Kafka Topics are meant to be completely read. You're not really supposed to read from the middle of them (you can), as that might take things out of context. Although you could read from the latest Log and ignore all Logs before that.

Because Kafka wants to be really scalable they introduced the idea of a Consumer Group. This thing will make sure that many Consumers will get a chance to read every Log that a Topic has. It does so by mapping Consumers (individual services) to Partitions. A Partition can only be read by one Consumer, which ensures that two Consumers (within a Consumer Group) will never read the same Log.

Because of that one-consumer-per-partition constraint, part of the infrastructure concern is to ensure that there are enough Partitions in a Topic to accommodate more load, i.e., more Consumers. If you only have one Partition, then you'll only be able to support one Consumer!

The process of reading a Log goes like this.

Connect (via TCP) to any Kafka Broker
Fetch metadata of cluster. This will include where all the brokers are hosted
Connect to a Consumer Group, optionally giving your ID.
Subscribe to a Topic
Process Logs as they arrive (they can be batched)...
Tell the Consumer Group you've read a Log, so it can keep track.

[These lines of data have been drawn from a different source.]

PR #1279, opened 2022-03-25
fix ppm input where bitdepth is not 8 or 16

jonsneyers:
Currently, e.g. 10-bit ppm files are loaded incorrectly: while the range of values in the ppm is 0..1023, they get interpreted as UINT16 so basically everything becomes very dark.

This solves that.

### DIFF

Either automatically via the SDK or manually if you want more control.

const { Kafka } = require('kafkajs')
let balance = 0

const kafka = new Kafka({
  clientId: 'my-app',
  brokers: ['kafka1.example.com:9092', 'kafka2.example.com:9092'],
})

const consumer = kafka.consumer({ groupId: 'keep-balance' })
await consumer.connect()
await consumer.subscribe({ topic: 'bank.transactions', fromBeginning: true })

console.log('Connected to bank.transactions')

await consumer.run({
  eachMessage: async ({ topic, partition, message }) => {
    const dollarAmount = JSON.parse(message.value.toString)
    console.log('Transaction: $' + dollarAmount)
    balance += dollarAmount
    console.log('Balance: $' + balance)
  },
})

Link to KafkaJS

Connected to bank.transactions

Summary

Kafka is cool for high volume, or as acting as a special kind of Database (event-sourcing). Knowing how it works should hopefully add a new tool to your design arsenal. Here are my highlights.

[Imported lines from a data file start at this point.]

Issue #1283, opened 2022-03-26
build problem on riscv64: undefined reference to `__atomic_fetch_or_1


novomesk:
Hello,
On Gentoo Linux on riscv64 architecture, we have problems to build libjxl.a
```
/usr/lib/gcc/riscv64-unknown-linux-gnu/11.2.1/../../../../riscv64-unknown-linux-gnu/bin/ld: lib/libjxl.a(dec_group_border.cc.o): in function `.L0 ':
dec_group_border.cc:(.text+0x158): undefined reference to `__atomic_fetch_and_1'
```

Complete build log: 
[build.log.txt](https://github.com/libjxl/libjxl/files/8355338/build.log.txt)

jonsneyers:
Closing, should be resolved. Please reopen if needed.

PR #1166, opened 2022-02-08
Pthread dependencies

malaterre:

PR #1128, opened 2022-01-27
libjxl implementation rely on c11 atomics (cache_aligned.cc)

malaterre:
It turns out that GCC requires explicitly linking to a library `atomic`
in order to support c11/atomics. gcc spec file will not handle it
directly at least not on the following Debian archs: armel, mipsel,
powerpc and riscv64.

Introduce a new cmake module to detect usage of gcc/atomic and add
missing library to the link step.

For reference:
* https://gcc.gnu.org/bugzilla/show_bug.cgi?id=104248

PR #1284, opened 2022-03-26
fix missing atomic issue (#1283)

dlan17:
Due to there is no 1, 2byte atomic instruction in 64bit RISC-V hardware,
the software layer have to emulate relavant function in atomic library

Let's explicitly pass -pthread here to work around pthread builtin since glibc version 2.34
as the "-pthread" option will pull in libatomic for machines like RISC-V

the command of "gcc dumpspecs | grep pthread" will show accordingly in RISC-V:
   pthread:--push-state --as-needed -latomic --pop-state

Signed-off-by: Yixun Lan <dlan@gentoo.org>

### DIFF
--- a/CMakeLists.txt
+++ b/CMakeLists.txt
@@ -190,6 +190,9 @@ endif()  # JPEGXL_STATIC
 # Threads
 set(THREADS_PREFER_PTHREAD_FLAG YES)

Kafka is low level, not much magic.
When it comes to designing the API or Event-Driven Architecture, Kafka is simple.
Queues are called Topics and data flows FIFO.
Producers are responsible for distributing Logs to Partitions, but doesn't need to be complicated.
Consumer Groups allow for splitting up the processing work to one or more Consumers (application code).
There is some complexity around the scalability and infrastructure side, but that makes it powerful.

Jargon

For even more reference, here is a glossary.

Term	Description
Broker	The Kafka server, there is usually more than one for high availability. Consumers and Producers both connect to these.
Cluster	A collection of Kafka Brokers connected together.
Log	Is an event or message, depending which you prefer to think of it as.
Topic	Where you can write/read Logs to/from
Partition	Topics are divided into Partitions, each Partition will contain some of the Logs for the Topic.
Consumer	A service that reads Logs from a Partition via a Broker. Consumers must belong to a Consumer Group.
Consumer Group	A group of Consumers. The group will try to process all Logs on a Topic. The group will balance Partitions and Consumers together. You can have as many Consumer Groups as you like on a Topic.
Consumer Offset	Which Log a Consumer Group is currently processing. This plus the Lag gives you the total size of the Topic
Producer	A service that writes Logs to Partitions of a Topic, via a Broker
Lag	How many Logs the consumer has still got to process
Zookeeper	It is a highly-available (HA), distributed key-value store. Separate from Kafka, it aims to bring HA to Kafka, like assigning leadership.
Bootstrap URL(s)	The URL(s) pointing to Brokers. Kafka clients will start with these, then fetch more metadata to find out all the other Brokers, their Topics and which are leaders for which Partitions.
Replication Factor	The number of copies of the Partitions within a Topic. Each Topic can set its own Replication Factor.